Personal information
- Date of birth: 11 September 1935
- Place of birth: Zătreni, Romania
- Date of death: 19 April 2021 (aged 85)
- Place of death: Bucharest, Romania
- Height: 1.74 m (5 ft 9 in)
- Position: Forward

Senior career*
- Years: Team / Apps / (Gls)
- 1960: Granitul București
- 1961–1964: Progresul București / 88 / (29)
- 1965–1966: Siderurgistul Galați / 18 / (11)
- 1966–1967: Metalurgistul București
- Total:  / 106 / (40)

International career
- 1962: Romania / 3 / (2)

= Marin Voinea =

Romanian footballer (1935–2021)

Marin Voinea (11 September 1935 – 19 April 2021) was a Romanian footballer who played as a forward.

==Club career==
Voinea, nicknamed "Cărămidă" (Brick), was born on 11 September 1935 in Zătreni, Romania and began playing football in 1960 at Divizia C club Granitul București. Shortly afterwards he moved to Progresul București where he made his Divizia A debut on 9 April 1961 under coach Ioan Lupaș in a 1–0 away loss to Minerul Lupeni. He scored a personal record of 14 goals which helped the club finish in third place in the 1961–62 season. In the same season he played in both legs of the 2–1 aggregate loss to Leixões in the preliminary round of the European Cup Winners' Cup. In the middle of the 1964–65 season, Voinea left Progresul to join Divizia B club, Siderurgistul Galați which he helped earn promotion to the first league. In the following season he made his last Divizia A appearance on 12 June 1966 in Siderurgistul's 4–1 away loss to Universitatea Cluj, totaling 106 matches with 40 goals in the competition. Voinea ended his career one year later at Divizia B club Metalurgistul București.

==International career==
Voinea played three games for Romania, making his debut on 30 September 1962, scoring two goals under coach Constantin Teașcă in a 4–0 friendly victory against Morocco. His last appearance for the national team occurred on 1 November 1962 in a 6–0 loss to Spain in the 1964 European Nations' Cup qualifiers.

===International goals===
Scores and results list Romania's goal tally first, score column indicates score after each Voinea goal.

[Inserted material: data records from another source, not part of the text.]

PR #4061, opened 2019-10-11
Fix docs.watch for the API docs(#4060)

### LINKED ISSUE #4060: Watch mode for the API docs
While I was trying to contribute to docs, I found that watch mode(`npm start docs.watch`) does not work for the API docs.

There is not enough description for this in `README.md`, so I think it may be necessary to fix watch mode to work for not only [mocha website](https://mochajs.org/) but also [API docs](https://mochajs.org/api/) OR add some description in the README.md explaining that the watch mode does not work for the API docs.

HyunSangHan:
### Description of the Change
As you can see issue #4060 , watch mode(`npm start docs.watch`) only works for [Mocha website](https://mochajs.org/)(made with `eleventy`), NOT for [API docs](https://mochajs.org/api/)(made with `jsdoc`) now, because it has been served through `eleventy --serve`.
​
Therefore, it is also necessary to be rebuilding process for API docs in watch mode. After I edited the script, when I use `npm start docs.watch`, the process is as follows:
1. Build for the first time.
2. Watch if there is some change in /docs directory, and Serve to the browser at the same time.
3. If there is some change in /docs directory, Rebuild and reflect it in the browser.
* NOTE : I used `chokidar-cli` to watch the docs directory and `concurrently` to watch and serve at the same time.
​
### Benefits
It can be convenient for developers who want to work with API docs to see code changes immediately.
​
### Possible Drawbacks
Until now, watch mode has been implemented for Mocha websites only, so if you only want to modify the website, `eleventy --serve` might be lighter.
​
### Applicable issues
Close #4060


package-scripts.js
```diff
@@ -299,8 +299,26 @@ module.exports = {
...
+          description: 'Build docs'
+        },
+        rebuild: {
+          script:
+            'chokidar "docs/**/*" -i "docs/_dist" -i "docs/_site" -c "nps docs.watch.build"',
+          description: 'Watch for changes and rebuild docs'
+        },
+        server: {
+          script:
+            'browser-sync start --server docs/_site --files "docs/_site/**/*"',
```
outsideris: Currently `browser-sync` included in the `eleventy` package. So, `eleventy` don't use `browser-sync` in future, this command will be broken.
We should include  `browser-sync` in our `devDependencies`.

HyunSangHan: Thank you for your advice! I installed it for `devDependencies` now.

HyunSangHan:
I resolved conflict.

HyunSangHan:
I resolved conflict.

juergba:
I don't think we really need this watch mode for our API docs. We would need two/three new dependencies for a little added value.
I'm working on Windows platform and I'm used to getting error messages when creating our documentation. And it still doesn't successfully run till the end. So I don't like the idea to make the docu process even more complex for only a small additional benefit.

HyunSangHan:
> I don't think we really need this watch mode for our API docs. We would need two/three new dependencies for a little added value.

@juergba 
I agree with you. The additional value seems too small for installing dependencies.

How about adding some description to `Development > Notes` of [`docs/README.md`](https://github.com/mochajs/mocha/tree/master/docs) like below? (Instead of adding scripts and installing dependencies)
- `npm start docs.watch` works not for [mochajs.org/api/](https://mochajs.org/api/) but only for [mochajs.org](https://mochajs.org), because Mocha's API document is built using a JSDoc template.

HyunSangHan:
@juergba 
I see. I think your opinion makes sense.
Thank you for your opinion. :)

PR #4063, opened 2019-10-12
special-case parsing of "require" in unparseNodeArgs(); closes #4035

### LINKED ISSUE #4035: 6.2.1 fails for node 8.x if there is a --require
### Prerequisites

### Description

6.2.0 the command below works

`NODE_ENV=test PORT=9999 node_modules/.bin/mocha -t 5000 --require esm --exit -b --recursive server/test/bootstrap.test.js`

with 6.2.1 if fails with this output on Node 8.x (NB: works on Node 10.x for both)

`bad option: --require=esm`

Node 8.x expects the require to be in this format `--require esm` i.e. no equals `=` sign

I can workaround this by running the underlying node more directly but wanted to let you know about this small regression.

### Steps to Reproduce

See description

See description

See description

### Versions

No global install and local is 6.2.1

- The output of `node --version`: v8.16.1

- Your operating system
  - name and version: Mac OS Mojave 10.14.6 also fails on CircleCI node 8 image which I think is Alpine 
- Any third-party Mocha-related modules (and their versions): None
- Any code transpiler (e.g., TypeScript, CoffeeScript, Babel) being used (and its version): none / ESM as a loader

boneskull:
this adds a special case when `unparseNodeArgs()` detects `require`; it removes the `=`, which is apparently required for everything else but prohibited in Node.js v8.

### DIFF
--- a/lib/cli/node-flags.js
+++ b/lib/cli/node-flags.js
@@ -68,6 +68,7 @@ exports.impliesNoTimeouts = flag => debugFlags.has(flag);
 /**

List of international goals scored by Marin Voinea
| # | Date | Venue | Cap | Opponent | Score | Result | Competition |
| 1 | 30 September 1962 | 23 August Stadium, București, Romania | 1 | Morocco | 1–0 | 4–0 | Friendly |
| 2 | 4–0 |

==Personal life==
His nephew, Marcel Răducanu, was also a footballer.

==Death==
Voinea died on 19 April 2021 at the age of 85.